= Jens Gram Jr. =

Norwegian barrister and politician (1897–1982)

Jens Gram (21 July 1897 – 1982) was a Norwegian barrister and politician.

==Personal life==
He was born in Fredrikstad as a son of chemist Johan Fredrik Gram (1868–1947) and Elisabeth Cappe Schram (1872–1943). He was a nephew of Irma and Mads Gram, paternal grandson of Jens Gram, grandnephew of Andrea Gram and great-great-grandson of Jens Jensen Gram.
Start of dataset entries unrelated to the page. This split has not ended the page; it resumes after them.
PR #6155, opened 2025-05-12
[Nomad] Simplify pul nomad to make it much easier to contribute

tpendragon:
## Goal

Reduce the cognitive load and improve the maintainability of the `pul_nomad` role. This PR is successful if other members of IT feel comfortable navigating this role.

## Steps & Reasoning

- [x] Remove the imported `nomad` and `consul` roles. Implement them in our code with the same output (so they can be run on our machines.)
    * These roles are complex because they support so many different operating systems and configuration via variables. Installing Nomad/Consul isn't that much more complex than a normal package - the role will be easier to understand it if we just do it.
- [x] Add documentation about what each part of the cluster does, where to find information about Nomad/Consul/DNSMasq/etc, and references for the full configuration files.
    * It's hard to navigate the web to find the config reference for these.
- [x] Add documentation about common maintenance tasks like updating nomad/consul
- [x] Make this role idempotent
- [x] Use `community.general` modules when possible to simplify complex `register/check/act` loops.
    * It's complex to understand how running a command, registering a variable, and then checking that variable leads to idempotence. Collapsing that understanding into a module someone else maintains will make it easier to understand.
- [x] Add in code documentation for complex things like when using `import_tasks` vs `include_tasks.`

In 1928 he married Antonie Due Lysholm, a daughter of physician Bjarne Lysholm (1861–1939) and Barbara Anker Bachke (1867–1939).

==Career==
He finished his secondary education in 1915, and graduated from the Royal Frederick University with the cand.jur. degree in 1919. He was a deputy judge in Namdal in 1920, magistrate clerk in Kristiania from 1920 to 1922 and then studied in Paris for a year before becoming municipal secretary again. After two years as junior solicitor from 1924 to 1926, he started his own law firm in 1926. He partnered up with Ingar Skavlan and Chr. Blom from 1928, and the firm was later named Blom, Gram og Borch before Gram started on his own again in 1954.

From 1926 to 1946 he was the secretary of the Norges Huseierforbund, also editing their magazine Huseieren until 1940. He was the vice president of the Norwegian Fire Protection Association from 1943 to 1950 (board member since 1931), chaired Selskabet for Oslo Byes Vel from 1953 to 1961 (board member since 1947) and the Oslo branch of the Society for the Preservation of Ancient Norwegian Monuments until 1970. He was a member of Oslo city council from 1948 to 1952, and also a member of several public committees.

He was a supervisory member of Livsforsikringsselskapet Brage-Fram and Forsikringsselskapet Norden.

He was decorated as a Knight, First Class of the Order of the Dannebrog and Knight of the Order of the Polar Star. He died in 1982.